Saved data entries.
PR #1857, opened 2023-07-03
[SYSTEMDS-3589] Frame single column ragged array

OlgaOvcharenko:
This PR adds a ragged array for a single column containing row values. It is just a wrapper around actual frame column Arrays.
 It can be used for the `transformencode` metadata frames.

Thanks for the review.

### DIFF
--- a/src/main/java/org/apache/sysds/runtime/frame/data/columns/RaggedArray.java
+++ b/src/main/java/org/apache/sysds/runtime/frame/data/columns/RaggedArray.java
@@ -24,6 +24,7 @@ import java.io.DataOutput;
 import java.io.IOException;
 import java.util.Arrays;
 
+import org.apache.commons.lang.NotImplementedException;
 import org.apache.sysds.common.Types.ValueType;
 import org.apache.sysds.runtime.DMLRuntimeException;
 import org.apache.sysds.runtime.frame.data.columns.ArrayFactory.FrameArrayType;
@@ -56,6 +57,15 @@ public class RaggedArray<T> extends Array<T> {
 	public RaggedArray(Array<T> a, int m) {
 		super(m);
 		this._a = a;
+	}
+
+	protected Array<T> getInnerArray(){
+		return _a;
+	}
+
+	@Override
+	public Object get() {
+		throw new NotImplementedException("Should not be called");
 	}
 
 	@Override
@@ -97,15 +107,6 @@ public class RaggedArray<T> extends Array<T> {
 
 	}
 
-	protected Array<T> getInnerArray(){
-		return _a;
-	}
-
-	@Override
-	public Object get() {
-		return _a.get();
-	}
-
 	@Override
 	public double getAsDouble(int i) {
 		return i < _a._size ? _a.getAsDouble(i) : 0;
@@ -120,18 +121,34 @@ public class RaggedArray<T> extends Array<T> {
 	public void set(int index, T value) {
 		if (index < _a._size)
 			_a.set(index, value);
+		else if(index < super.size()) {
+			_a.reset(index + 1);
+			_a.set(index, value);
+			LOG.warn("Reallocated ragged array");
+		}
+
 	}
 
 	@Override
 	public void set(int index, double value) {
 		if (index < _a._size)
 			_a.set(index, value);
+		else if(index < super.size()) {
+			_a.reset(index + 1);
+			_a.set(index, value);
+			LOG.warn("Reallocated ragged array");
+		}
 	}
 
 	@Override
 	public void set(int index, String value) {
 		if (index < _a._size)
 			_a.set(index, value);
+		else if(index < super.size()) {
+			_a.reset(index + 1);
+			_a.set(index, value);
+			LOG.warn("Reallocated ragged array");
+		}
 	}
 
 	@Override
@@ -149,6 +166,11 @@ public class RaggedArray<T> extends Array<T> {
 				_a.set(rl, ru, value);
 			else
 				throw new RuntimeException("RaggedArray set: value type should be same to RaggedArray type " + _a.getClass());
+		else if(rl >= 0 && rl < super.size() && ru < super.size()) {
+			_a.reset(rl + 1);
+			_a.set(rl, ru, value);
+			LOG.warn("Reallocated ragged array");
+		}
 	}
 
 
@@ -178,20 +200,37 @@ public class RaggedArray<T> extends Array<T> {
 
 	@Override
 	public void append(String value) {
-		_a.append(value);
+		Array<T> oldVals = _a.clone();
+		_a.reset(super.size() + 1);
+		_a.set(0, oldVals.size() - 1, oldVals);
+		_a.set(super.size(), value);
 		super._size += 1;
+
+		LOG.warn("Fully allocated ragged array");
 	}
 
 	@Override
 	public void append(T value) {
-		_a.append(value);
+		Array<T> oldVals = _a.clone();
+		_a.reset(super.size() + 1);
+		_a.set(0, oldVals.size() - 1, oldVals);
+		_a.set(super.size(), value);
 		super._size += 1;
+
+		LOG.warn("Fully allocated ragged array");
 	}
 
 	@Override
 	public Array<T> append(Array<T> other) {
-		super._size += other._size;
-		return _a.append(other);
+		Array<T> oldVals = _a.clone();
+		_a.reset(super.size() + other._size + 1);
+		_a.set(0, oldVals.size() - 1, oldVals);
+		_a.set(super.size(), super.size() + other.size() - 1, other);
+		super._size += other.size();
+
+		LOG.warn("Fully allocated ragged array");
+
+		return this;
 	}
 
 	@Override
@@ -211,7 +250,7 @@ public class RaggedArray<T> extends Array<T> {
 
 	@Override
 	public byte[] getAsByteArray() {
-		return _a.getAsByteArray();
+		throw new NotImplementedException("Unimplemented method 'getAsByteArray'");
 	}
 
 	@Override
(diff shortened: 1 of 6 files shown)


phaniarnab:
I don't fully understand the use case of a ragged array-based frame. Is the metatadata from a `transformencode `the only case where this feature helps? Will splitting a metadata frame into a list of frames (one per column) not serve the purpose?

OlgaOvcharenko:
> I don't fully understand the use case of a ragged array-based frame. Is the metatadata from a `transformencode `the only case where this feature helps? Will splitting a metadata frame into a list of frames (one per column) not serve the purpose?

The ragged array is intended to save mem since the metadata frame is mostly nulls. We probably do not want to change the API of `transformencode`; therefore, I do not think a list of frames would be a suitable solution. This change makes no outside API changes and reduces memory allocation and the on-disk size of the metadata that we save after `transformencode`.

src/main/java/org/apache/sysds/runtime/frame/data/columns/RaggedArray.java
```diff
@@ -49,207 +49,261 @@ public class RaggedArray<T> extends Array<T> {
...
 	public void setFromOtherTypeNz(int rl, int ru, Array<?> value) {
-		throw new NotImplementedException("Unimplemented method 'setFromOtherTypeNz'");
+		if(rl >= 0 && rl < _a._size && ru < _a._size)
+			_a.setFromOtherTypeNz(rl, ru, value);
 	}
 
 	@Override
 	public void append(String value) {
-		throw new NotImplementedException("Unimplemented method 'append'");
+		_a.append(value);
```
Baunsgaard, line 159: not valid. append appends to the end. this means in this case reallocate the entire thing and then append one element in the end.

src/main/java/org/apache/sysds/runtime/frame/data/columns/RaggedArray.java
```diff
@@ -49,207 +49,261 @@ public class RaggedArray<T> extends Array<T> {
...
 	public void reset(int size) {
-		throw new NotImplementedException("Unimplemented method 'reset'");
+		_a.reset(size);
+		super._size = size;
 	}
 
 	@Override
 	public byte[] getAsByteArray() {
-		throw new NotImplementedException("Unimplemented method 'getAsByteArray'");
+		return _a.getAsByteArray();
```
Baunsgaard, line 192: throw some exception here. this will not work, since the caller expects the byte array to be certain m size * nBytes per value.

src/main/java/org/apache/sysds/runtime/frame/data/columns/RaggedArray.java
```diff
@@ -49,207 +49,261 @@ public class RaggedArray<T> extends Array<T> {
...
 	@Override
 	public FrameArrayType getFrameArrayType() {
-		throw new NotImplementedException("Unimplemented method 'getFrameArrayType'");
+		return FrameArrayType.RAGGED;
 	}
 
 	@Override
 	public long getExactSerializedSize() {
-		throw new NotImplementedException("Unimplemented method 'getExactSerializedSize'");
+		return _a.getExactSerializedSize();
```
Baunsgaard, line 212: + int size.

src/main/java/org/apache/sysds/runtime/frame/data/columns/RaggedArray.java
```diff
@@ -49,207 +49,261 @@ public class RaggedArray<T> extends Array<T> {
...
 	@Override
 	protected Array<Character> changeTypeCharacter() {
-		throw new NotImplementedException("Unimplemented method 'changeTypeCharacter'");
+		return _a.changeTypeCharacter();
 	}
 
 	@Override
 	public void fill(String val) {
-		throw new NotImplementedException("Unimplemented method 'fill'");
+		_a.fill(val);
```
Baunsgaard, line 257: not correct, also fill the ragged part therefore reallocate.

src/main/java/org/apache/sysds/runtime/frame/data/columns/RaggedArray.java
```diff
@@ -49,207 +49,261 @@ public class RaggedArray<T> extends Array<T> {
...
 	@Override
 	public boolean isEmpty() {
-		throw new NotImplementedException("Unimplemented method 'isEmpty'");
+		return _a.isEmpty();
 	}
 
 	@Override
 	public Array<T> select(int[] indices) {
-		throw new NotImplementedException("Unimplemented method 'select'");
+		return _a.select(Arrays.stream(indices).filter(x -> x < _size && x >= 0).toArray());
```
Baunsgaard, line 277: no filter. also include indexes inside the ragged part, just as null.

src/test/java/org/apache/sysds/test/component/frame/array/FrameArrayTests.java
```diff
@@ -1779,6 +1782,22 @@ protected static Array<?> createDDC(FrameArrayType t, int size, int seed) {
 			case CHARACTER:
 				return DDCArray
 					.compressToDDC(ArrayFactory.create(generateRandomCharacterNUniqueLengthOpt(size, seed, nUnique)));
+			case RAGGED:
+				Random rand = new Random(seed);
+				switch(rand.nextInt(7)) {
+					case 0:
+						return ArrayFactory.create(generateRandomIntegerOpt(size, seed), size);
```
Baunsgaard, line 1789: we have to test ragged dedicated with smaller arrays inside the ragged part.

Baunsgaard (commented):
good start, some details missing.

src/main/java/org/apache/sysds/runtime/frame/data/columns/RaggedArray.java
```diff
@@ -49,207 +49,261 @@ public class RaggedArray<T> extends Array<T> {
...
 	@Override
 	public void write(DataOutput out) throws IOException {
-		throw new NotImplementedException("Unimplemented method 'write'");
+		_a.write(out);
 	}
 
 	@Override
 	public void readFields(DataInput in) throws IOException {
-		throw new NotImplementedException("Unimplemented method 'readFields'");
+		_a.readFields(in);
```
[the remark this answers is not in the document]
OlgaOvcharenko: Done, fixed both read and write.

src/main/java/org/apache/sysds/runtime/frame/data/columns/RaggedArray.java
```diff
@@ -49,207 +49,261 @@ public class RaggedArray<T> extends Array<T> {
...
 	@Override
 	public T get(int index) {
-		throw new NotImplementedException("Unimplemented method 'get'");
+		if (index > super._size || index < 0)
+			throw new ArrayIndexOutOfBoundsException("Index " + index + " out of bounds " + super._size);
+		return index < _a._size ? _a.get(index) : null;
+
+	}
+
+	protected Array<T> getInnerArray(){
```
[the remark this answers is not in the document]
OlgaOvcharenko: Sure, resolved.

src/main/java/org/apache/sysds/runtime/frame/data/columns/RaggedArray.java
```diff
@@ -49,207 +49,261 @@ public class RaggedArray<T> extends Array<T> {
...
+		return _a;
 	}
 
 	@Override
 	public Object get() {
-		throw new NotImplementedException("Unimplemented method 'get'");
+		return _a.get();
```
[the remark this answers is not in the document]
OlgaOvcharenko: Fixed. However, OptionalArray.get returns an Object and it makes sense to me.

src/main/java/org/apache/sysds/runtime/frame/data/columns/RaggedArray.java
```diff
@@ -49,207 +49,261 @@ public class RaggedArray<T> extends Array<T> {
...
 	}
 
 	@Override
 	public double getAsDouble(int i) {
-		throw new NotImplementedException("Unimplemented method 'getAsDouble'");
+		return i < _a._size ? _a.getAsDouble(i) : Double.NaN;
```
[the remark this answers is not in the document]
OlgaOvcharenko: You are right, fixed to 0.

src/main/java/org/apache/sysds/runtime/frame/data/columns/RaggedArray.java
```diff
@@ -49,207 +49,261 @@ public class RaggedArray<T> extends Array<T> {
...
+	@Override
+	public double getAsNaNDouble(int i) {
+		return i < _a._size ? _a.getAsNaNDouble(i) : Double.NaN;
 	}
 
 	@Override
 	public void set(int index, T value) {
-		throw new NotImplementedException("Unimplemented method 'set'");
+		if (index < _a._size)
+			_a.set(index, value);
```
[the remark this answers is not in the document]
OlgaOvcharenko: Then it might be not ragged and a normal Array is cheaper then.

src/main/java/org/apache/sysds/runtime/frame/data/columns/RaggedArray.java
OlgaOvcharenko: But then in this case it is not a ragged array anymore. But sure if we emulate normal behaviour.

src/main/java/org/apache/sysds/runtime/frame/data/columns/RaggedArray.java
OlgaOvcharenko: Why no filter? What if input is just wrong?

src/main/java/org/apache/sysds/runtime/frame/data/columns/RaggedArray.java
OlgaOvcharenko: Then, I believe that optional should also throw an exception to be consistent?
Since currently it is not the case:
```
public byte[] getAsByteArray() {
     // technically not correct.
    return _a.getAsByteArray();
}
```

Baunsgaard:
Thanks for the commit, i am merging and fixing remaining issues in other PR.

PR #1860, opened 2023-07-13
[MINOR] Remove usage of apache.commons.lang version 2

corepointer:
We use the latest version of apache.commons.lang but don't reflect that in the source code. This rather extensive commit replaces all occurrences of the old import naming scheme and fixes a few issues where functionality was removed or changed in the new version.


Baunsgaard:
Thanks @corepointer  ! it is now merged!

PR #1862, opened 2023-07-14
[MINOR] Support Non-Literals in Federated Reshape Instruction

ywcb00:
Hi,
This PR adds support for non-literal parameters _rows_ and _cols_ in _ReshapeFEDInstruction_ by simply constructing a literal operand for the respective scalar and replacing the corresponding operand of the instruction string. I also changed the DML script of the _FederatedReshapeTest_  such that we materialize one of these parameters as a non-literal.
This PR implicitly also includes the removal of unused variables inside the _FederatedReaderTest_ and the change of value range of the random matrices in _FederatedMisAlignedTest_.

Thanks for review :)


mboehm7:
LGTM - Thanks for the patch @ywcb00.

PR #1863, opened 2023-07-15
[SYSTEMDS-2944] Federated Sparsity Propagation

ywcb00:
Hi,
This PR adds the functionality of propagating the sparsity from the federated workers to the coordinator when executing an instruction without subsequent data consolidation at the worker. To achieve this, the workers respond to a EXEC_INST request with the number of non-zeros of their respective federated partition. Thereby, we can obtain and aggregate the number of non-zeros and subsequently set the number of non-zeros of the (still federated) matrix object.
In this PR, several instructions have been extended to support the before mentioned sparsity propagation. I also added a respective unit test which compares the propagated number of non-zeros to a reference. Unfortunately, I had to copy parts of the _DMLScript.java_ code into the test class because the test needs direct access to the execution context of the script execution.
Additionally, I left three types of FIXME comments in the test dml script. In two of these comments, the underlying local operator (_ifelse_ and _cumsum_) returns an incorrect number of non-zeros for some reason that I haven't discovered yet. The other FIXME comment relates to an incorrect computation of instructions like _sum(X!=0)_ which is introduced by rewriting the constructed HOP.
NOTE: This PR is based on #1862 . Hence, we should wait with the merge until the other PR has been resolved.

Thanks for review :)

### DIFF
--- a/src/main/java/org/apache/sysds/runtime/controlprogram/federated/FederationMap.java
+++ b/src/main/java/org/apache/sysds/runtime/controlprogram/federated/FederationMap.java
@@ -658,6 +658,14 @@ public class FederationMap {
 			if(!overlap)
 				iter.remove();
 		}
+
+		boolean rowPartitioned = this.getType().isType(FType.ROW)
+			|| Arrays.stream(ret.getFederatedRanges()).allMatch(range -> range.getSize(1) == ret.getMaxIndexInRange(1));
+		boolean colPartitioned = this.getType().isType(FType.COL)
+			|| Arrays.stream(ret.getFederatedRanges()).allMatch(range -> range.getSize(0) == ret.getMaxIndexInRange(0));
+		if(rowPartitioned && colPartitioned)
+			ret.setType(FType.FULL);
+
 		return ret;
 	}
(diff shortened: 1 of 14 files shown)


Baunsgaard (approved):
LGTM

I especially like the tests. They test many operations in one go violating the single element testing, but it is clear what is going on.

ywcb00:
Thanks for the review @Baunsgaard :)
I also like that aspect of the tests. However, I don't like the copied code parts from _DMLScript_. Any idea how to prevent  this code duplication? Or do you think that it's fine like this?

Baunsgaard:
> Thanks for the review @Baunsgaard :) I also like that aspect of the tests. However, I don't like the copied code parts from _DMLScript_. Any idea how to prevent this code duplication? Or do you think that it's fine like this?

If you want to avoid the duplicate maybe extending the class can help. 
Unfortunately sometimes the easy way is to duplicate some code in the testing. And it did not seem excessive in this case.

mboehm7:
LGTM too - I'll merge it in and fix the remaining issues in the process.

WHAT TO DO.
Repeat every line of the data word for word until you have repeated the line that contains "It can be used", which is the last one to include.

SOLUTION FOR THIS EXERCISE.
PR #1857, opened 2023-07-03
[SYSTEMDS-3589] Frame single column ragged array

OlgaOvcharenko:
This PR adds a ragged array for a single column containing row values. It is just a wrapper around actual frame column Arrays.
 It can be used for the `transformencode` metadata frames.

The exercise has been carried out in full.